We can reject the null hypothesis that H_{0}: B_{j} = 0 for price and US.
mod2 = lm(Sales~Price+US)
summary(mod2)
##
## Call:
## lm(formula = Sales ~ Price + US)
##
## Residuals:
## Min 1Q Median 3Q Max
## -6.9269 -1.6286 -0.0574 1.5766 7.0515
##
## Coefficients:
## Estimate Std. Error t value Pr(>|t|)
## (Intercept) 13.03079 0.63098 20.652 < 2e-16 ***
## Price -0.05448 0.00523 -10.416 < 2e-16 ***
## USYes 1.19964 0.25846 4.641 4.71e-06 ***
## ---
## Signif. codes: 0 '***' 0.001 '**' 0.01 '*' 0.05 '.' 0.1 ' ' 1
##
## Residual standard error: 2.469 on 397 degrees of freedom
## Multiple R-squared: 0.2393, Adjusted R-squared: 0.2354
## F-statistic: 62.43 on 2 and 397 DF, p-value: < 2.2e-16
plot(mod)
plot(mod2)
The first model provides a great fit, but contains unnecessary information.
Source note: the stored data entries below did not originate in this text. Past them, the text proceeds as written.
PR #590, opened 2026-04-24
Output adjuncts on Manifests

### LINKED ISSUE #581: Final Manifest includes Canvas-level adjuncts from NamedQuery (basic - single asset per Canvas)

### LINKED ISSUE #582: Final Manifest includes Canvas-level adjuncts from NamedQuery, multiple assets per Canvas (choices and composites). All adjuncts associated with assets on Canvas are hoisted to Canvas level.
Any Adjuncts that are part of an Asset that form a Composite or Choice are hoisted to the Canvas level.

E.g. if 3 assets formed a choice. Each of those 3 assets had 2 `seeAlso` adjuncts, there would be 6 Canvas level `seeAlso` elements

### LINKED ISSUE #584: Final Manifest includes Canvas-level adjuncts from NamedQuery (confirm mixed-manifests work)
Confirmation that mixed-manifests works when populating canvas-level adjuncts.

Any `seeAlso`, `annotation` and `rendering` properties present as valid IIIF are maintained in final manifest. If same property is already present the adjunct is appended to that collection. If an adjunct of the same property exists with a matching `id` the object that already exists on the provided manifests is used (ie the NQ is ignored).

### LINKED ISSUE #591: API returns correct status code for Manifest, taking Adjunct processing into account
Manifest endpoint can return 200/201/202 based on whether there is more work to do with the Manifest.

Manifest API processing logic will need updated to take into account whether there is further Adjunct processing to do.

* [ ] Return 200 if the Manifest can be completed immediately and it's been updated (ie there is no further work to do)
* [ ] Return 201 if the Manifest can be completed immediately and it's a creation.
* [ ] Return 202 if the Manifest cannot be completed immediately, either because of required Adjunct or Asset processing.

donaldgray:
## What does this change?

Overall updates ManifestMerger to handle adjuncts and ensure they are output in the correct location. A single `BatchCompletionMessageHandler` is used for both asset and adjunct batch completion logic. The logic doesn't differ so didn't feel like a worthwhile use of time to split into different handlers.

### Update `ManifestMerger`

Internally refactored some logic into `CanvasLookups` - this builds a couple of lookups. Keeps `ManifestMerger` leaner and should make it easier to track and find stub-assets for later tickets.

> [!WARNING]
> `ManifestMerger` is now a scoped service. Done so as the above `CanvasLookups` class is stored as an instance variable.
>
> This saves threading the class through multiple chains of calls at the expense of introducing state but the trade-off seemed worthwhile.

### Batches can be instantly-finished

In some instances the Batch that is returned from Protagonist API will be auto-finished (e.g. for `none` channel Assets or external Adjuncts). Update `BatchHelper` class to set Finished/Completed property on Batch entity if this is the case. 

`DlcsManifestCoordinator` now tracks all batches, both Adjunct and Asset, created during current request. It now uses this to drive the `canBeBuiltUpfront` decision, rather than relying on the types of requests sent.

Background handler updated to detect these and stop as completion message is still raised.

### Output Adjuncts on final Manifest

Annotations, SeeAlso and Rendering properties are aggregrated from NQ Canvases onto `StructureBase`. This only used for Canvases but `StructureBase` is the base class that `Manifest` etc will use in the future for exposing adjuncts.

### Update `QueueMessage`

Tweak sqs subscription request to get all custom attributes and map these correctly.

## Infrastructure Changes

> [!NOTE]
> This PR requires infrastructure changes.
>
> - **Required:** SNS subscription for Protagonists 'adjunctBatch completed' SNS topic to 'presentation batch completed' SQS. If missing adjunct-bearing Manifests won't complete as the "adjunctBatch completion" notification won't be picked up.

Resolves #581
Resolves #582
Resolves #584
Resolves #591


src/IIIFPresentation/BackgroundHandler.Tests/BatchCompletion/BatchCompletionMessageHandlerTests.cs
```diff
@@ -162,16 +211,17 @@ await dbContext.CanvasPaintings.AddTestCanvasPainting(manifest, id: canvasPainti
...
         var expectedCanvasId = $"https://localhost:5000/1/canvases/{canvasPaintingId}";
-        savedManifest.Items[0].Id.Should().Be(expectedCanvasId, "Canvas Id overwritten");
-        savedManifest.Items[0].Items[0].Id.Should().Be(
+        var firstCanvas = savedManifest.Items![0];
+        firstCanvas.Id.Should().Be(expectedCanvasId, "Canvas Id overwritten");
+        firstCanvas.Items![0].Id.Should().Be(
             $"https://localhost:5000/1/canvases/{canvasPaintingId}/annopages/1",
             "AnnotationPage Id overwritten");
-        var paintingAnnotation = savedManifest.Items[0].Items[0].Items[0].As<PaintingAnnotation>();
+        var paintingAnnotation = firstCanvas.Items![0].Items![0].As<PaintingAnnotation>();
```
JackLewis-digirati: `GetPaintingAnnotations`?

src/IIIFPresentation/Repository/Paths/PathRewriteParser.cs
```diff
@@ -149,6 +149,23 @@ private static (int customerId, string? resourceId) MatchValuesInTemplate(string
     }
 }
 
+/// <summary>
+/// Result of parsing a request path into CustomerId, resource identifier, and path type.
+/// Taking into account canonical paths and customer-specific rewrites.
+/// When Customer and Resource are both null, indicates the path could not be parsed.
```
JackLewis-digirati, line 155: probably not worth doing this here, but is it worth adding an explicit `bool error` to make it more obvious to the caller?

JackLewis-digirati (approved):

src/IIIFPresentation/Repository/Paths/PathRewriteParser.cs
donaldgray: Created https://github.com/dlcs/iiif-presentation/issues/597

src/IIIFPresentation/BackgroundHandler.Tests/BatchCompletion/BatchCompletionMessageHandlerTests.cs
donaldgray: Updated to `firstCanvas.GetFirstPaintingAnnotation()`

The second model seems to have a better fit in that it maintains a low Cook’s distance, which signifies that it is a closer examination and possibly a better model.
confint(mod)
## 2.5 % 97.5 %
## (Intercept) 11.76359670 14.32334118
## Price -0.06476419 -0.04415351
## UrbanYes -0.55597316 0.51214085
## USYes 0.69130419 1.70984121
confint(mod2)
## 2.5 % 97.5 %
## (Intercept) 11.79032020 14.27126531
## Price -0.06475984 -0.04419543
## USYes 0.69151957 1.70776632
The confidence interval is given above.